**DIRECTIONS FOR THIS TASK**
From the line below that contains "Handle Heroku deploy payload" to the line that contains "--- a/app/models/events/deploy_event.rb", repeat every line exactly, both ends included, and nothing else.

**SOURCE INFORMATION**

PR #83, opened 2016-01-12
Handle Heroku deploy payload

dideler:
* Map Heroku fields to standard deploy event fields
  because we cannot change parameters sent by Heroku

Signed-off-by: Molly Huerster <molly.huerster@fundingcircle.com>

### DIFF
--- a/app/models/events/deploy_event.rb
+++ b/app/models/events/deploy_event.rb
@@ -2,6 +2,8 @@ require 'events/base_event'
 
 module Events
   class DeployEvent < Events::BaseEvent
+    ENVIRONMENTS = %w(uat staging production)
+
     def app_name
       details.fetch('app_name', details.fetch('app', nil)).try(:downcase)
     end
@@ -19,10 +21,22 @@ module Events
     end
 
     def environment
-      details.fetch('environment', nil)
+      details.fetch('environment', heroku_environment)
     end
 
     private
+
+    def heroku_environment
+      if ENVIRONMENTS.include?(heroku_name)
+        heroku_name
+      else
+        nil
+      end
+    end
+
+    def heroku_name
+      app_name.try(:split, '-').try(:last)
+    end
 
     def servers
       details.fetch('servers', servers_fallback)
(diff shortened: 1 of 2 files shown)


dideler:
@andistuder

app/models/events/deploy_event.rb
```diff
@@ -11,25 +13,37 @@ def server
...
 
+    def heroku_environment
+      if ENVIRONMENTS.include?(heroku_name)
+        heroku_name
+      else
+        nil
+      end
+    end
+
+    def heroku_name
```
andistuder: not sure if I'd call this `heroku_name` - maybe `app_name_extension` ... but not a blocker..

app/models/events/deploy_event.rb
```diff
@@ -11,25 +13,37 @@ def server
...
+      app_name.try(:split, '-').try(:last)
```
andistuder: may just `return nil unless app_name` at beginning of method. Then you won't need all these `try`s

app/models/events/deploy_event.rb
```diff
@@ -11,25 +13,37 @@ def server
     end
 
     def version
-      details.fetch('version', nil)
+      details.fetch('version', details.fetch('head_long', nil))
```
andistuder: how about 
`details['version'] || details['head_long']`
instead of nested fetch.. ?

andistuder:
Looks good, only I was expecting you'd include 'locale' as discussed?

spec/models/events/deploy_event_spec.rb
```diff
@@ -1,23 +1,52 @@
...
+  subject { Events::DeployEvent.new(details: payload) }
 
   context 'when given a valid payload' do
+    context 'when the payload comes from Heroku' do
+      let(:payload) {
+        {
+          'app' => 'nameless-forest-uat',
+          'user' => 'user@example.com',
+          'url' => 'http://nameless-forest-uat.herokuapp.com',
+          'head_long' => '123abc',
```
andistuder: please add 'locale' attribute here.

andistuder: ignore above, I was miss-understood the heroku behaviour.

andistuder:
LGMT - pls self merge as and when you're ready.

andistuder:
LGTM.. just needs a FR ;)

**SOLUTION BELOW**
Handle Heroku deploy payload

dideler:
* Map Heroku fields to standard deploy event fields
  because we cannot change parameters sent by Heroku

Signed-off-by: Molly Huerster <molly.huerster@fundingcircle.com>

### DIFF
--- a/app/models/events/deploy_event.rb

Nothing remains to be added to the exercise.